Severe urinary concentrating defect in renal collecting duct-selective AQP2 conditional-knockout mice

Proceedings of the National Academy of Sciences of the United States of America - Tập 103 Số 15 - Trang 6037-6042 - 2006
Aleksandra Rojek1,2, Ernst‐Martin Füchtbauer3, Tae‐Hwan Kwon4,5, Jørgen Frøkiær6,7, Søren Nielsen1,2
1*Water and Salt Research Center,; Institute of Anatomy, and
2Institute of Anatomy, and
3Department of Molecular Biology, University of Aarhus, DK-8000 Aarhus C, Denmark
4*Water and Salt Research Center,; Department of Biochemistry and Cell Biology, School of Medicine, Kyungpook National University, Taegu 700-422, Korea; and
5Department of Biochemistry and Cell Biology, School of Medicine, Kyungpook National University, Taegu 700-422, Korea; and
6*Water and Salt Research Center,; Department of Clinical Physiology, Aarhus University Hospital-Skejby, DK-8200 Aarhus N, Denmark
7Department of Clinical Physiology, Aarhus University Hospital-Skejby, DK-8200 Aarhus N, Denmark

Tóm tắt

Aquaporin-2 (AQP2) is the predominant vasopressin-regulated water channel in kidney connecting tubule (CNT) and collecting duct (CD) and is essential for renal regulation of body water balance.
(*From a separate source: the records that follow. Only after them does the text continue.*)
PR #7519, opened 2019-05-03
community/networkmanager: update to 1.18.1

Cogitri:


community/networkmanager/APKBUILD
```diff
@@ -1,15 +1,14 @@
 # Contributor: Stuart Cardall <developer@it-offshore.co.uk>
-# Maintainer: 
+# Maintainer: Rasmus Thomsen <oss@cogitri.dev>
 pkgname=networkmanager
-pkgver=1.16.0
-pkgrel=0
-pkgdesc="network management tool"
-url="http://projects.gnome.org/NetworkManager/"
+pkgver=1.18.1
+pkgrel=1
```
maxice8: pkgrel should be 0

community/networkmanager/APKBUILD
```diff
@@ -31,9 +30,10 @@ makedepends="$depends_dev
 	util-linux-dev
 	jansson-dev
 	vala
-	autoconf
-	automake
-	libtool
+	meson
+	py-gobject3
+	libpsl-dev
+	python
```
andypost: Better to specify exact py3 version here

Cogitri: Uh? It uses py2.

Ikke: Then specify `python2`

Cogitri: Ah, thanks, didn't see that!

However, the relative role of AQP2 to urinary concentration in the CNT and CD segments is unknown. To examine this directly, transgenic mice expressing AQP2 selectively in CNT but lacking AQP2 expression in CD (AQP2-CD-KO) and mice lacking AQP2 globally (AQP2-total-KO) were generated by exploiting the Cre/loxP technology. LoxP sites were inserted into AQP2 introns 2 and 3, and transgenic mice were bred with strains expressing Cre recombinase under the control of CD-specific Hoxb7− or global EIIa promoter. Mice lacking AQP2 globally died postnatally (days 5–12). AQP2-CD-KO mice were viable to adulthood and showed decreased body weight, 10-fold increased urine production (0.96 ± 0.11 vs. 0.10 ± 0.01 ml/g of body weight), and decreased urinary osmolality (170 ± 19 vs. 1,630 ± 135 milliosmoles/kg of H 2 O). Immunohistochemical staining of AQP2-CD-KO kidneys ( n = 12) revealed sustained, strong AQP2 expression in CNT cells, whereas >95% of CD principal cells were completely AQP2-negative. Water deprivation for 3 hours caused only marginal decreased urine output (87 ± 7% of levels when mice had free water access; P = 0.04) with no change in urine osmolality, revealing an absence of compensatory mechanisms. These results demonstrate that AQP2 in CNT is sufficient for postnatal survival and that AQP2 in CD is essential for regulation of body water balance and cannot be compensated for by other mechanisms.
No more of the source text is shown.